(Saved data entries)
────────────────────────────────────────
PR #1985, opened 2025-08-15
fix filepaths for all operating systems

Auxority:
Tested on (Arch) Linux and MacOS. Both the media drawer and the choose media option while editing templates work fine.

I do get this error in the logs, even though the file exists. But the media still plays just fine.

```
MP4Box error catch: Error: ENOENT: no such file or directory, open 'file:///home/pengu/Videos/test.mp4'
    at Object.openSync (node:fs:573:18)
    at Object.func [as openSync] (node:electron/js2c/node_init:2:2559)
    at Object.readFileSync (node:fs:452:35)
    at t.readFileSync (node:electron/js2c/node_init:2:10175)
    at /home/pengu/Documents/code/svelte/FreeShow/build/electron/utils/files.js:527:59
    at new Promise (<anonymous>)
    at /home/pengu/Documents/code/svelte/FreeShow/build/electron/utils/files.js:524:16
    at Generator.next (<anonymous>)
    at /home/pengu/Documents/code/svelte/FreeShow/build/electron/utils/files.js:33:71
    at new Promise (<anonymous>) {
  errno: -2,
  code: 'ENOENT',
  syscall: 'open',
  path: 'file:///home/pengu/Videos/test.mp4'
}
```

### DIFF
--- a/src/frontend/components/helpers/media.ts
+++ b/src/frontend/components/helpers/media.ts
@@ -65,26 +65,29 @@ export function joinPath(path: string[]): string {
 export function encodeFilePath(path: string): string {
     if (typeof path !== "string") return ""
 
-    // already encoded or special URL
+    // Skip if already encoded or is a special URL
     if (path.match(/%\d+/g) || path.includes("http") || path.includes("data:")) return path
 
-    // can't load file paths with "#"
-    // Ensure proper file:// protocol for absolute paths on Linux
-    if (path.startsWith("/") && !path.startsWith("file://")) {
-        path = `file://${path}`
-    }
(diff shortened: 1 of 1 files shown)


Auxority:
If I leave out the `file://` prefix, media used in templates does not work. But if I add the `file://` prefix, I see that error in the logs, even though the media loads fine.

vassbo:
I guess nodejs does not support `file://` while it's needed in the frontend.

In files.ts the `extractCodecInfo` function probably can be updated to trim the `file://` and that should probably fix it.

Auxority:
Ohh, that’s probably it!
────────────────────────────────────────
* Task instructions
Copy every record exactly as presented.

* Exercise solution
PR #1985, opened 2025-08-15
fix filepaths for all operating systems

Auxority:
Tested on (Arch) Linux and MacOS. Both the media drawer and the choose media option while editing templates work fine.

I do get this error in the logs, even though the file exists. But the media still plays just fine.

```
MP4Box error catch: Error: ENOENT: no such file or directory, open 'file:///home/pengu/Videos/test.mp4'
    at Object.openSync (node:fs:573:18)
    at Object.func [as openSync] (node:electron/js2c/node_init:2:2559)
    at Object.readFileSync (node:fs:452:35)
    at t.readFileSync (node:electron/js2c/node_init:2:10175)
    at /home/pengu/Documents/code/svelte/FreeShow/build/electron/utils/files.js:527:59
    at new Promise (<anonymous>)
    at /home/pengu/Documents/code/svelte/FreeShow/build/electron/utils/files.js:524:16
    at Generator.next (<anonymous>)
    at /home/pengu/Documents/code/svelte/FreeShow/build/electron/utils/files.js:33:71
    at new Promise (<anonymous>) {
  errno: -2,
  code: 'ENOENT',
  syscall: 'open',
  path: 'file:///home/pengu/Videos/test.mp4'
}
```

### DIFF
--- a/src/frontend/components/helpers/media.ts
+++ b/src/frontend/components/helpers/media.ts
@@ -65,26 +65,29 @@ export function joinPath(path: string[]): string {
 export function encodeFilePath(path: string): string {
     if (typeof path !== "string") return ""
 
-    // already encoded or special URL
+    // Skip if already encoded or is a special URL
     if (path.match(/%\d+/g) || path.includes("http") || path.includes("data:")) return path
 
-    // can't load file paths with "#"
-    // Ensure proper file:// protocol for absolute paths on Linux
-    if (path.startsWith("/") && !path.startsWith("file://")) {
-        path = `file://${path}`
-    }
(diff shortened: 1 of 1 files shown)


Auxority:
If I leave out the `file://` prefix, media used in templates does not work. But if I add the `file://` prefix, I see that error in the logs, even though the media loads fine.

vassbo:
I guess nodejs does not support `file://` while it's needed in the frontend.

In files.ts the `extractCodecInfo` function probably can be updated to trim the `file://` and that should probably fix it.

Auxority:
Ohh, that’s probably it!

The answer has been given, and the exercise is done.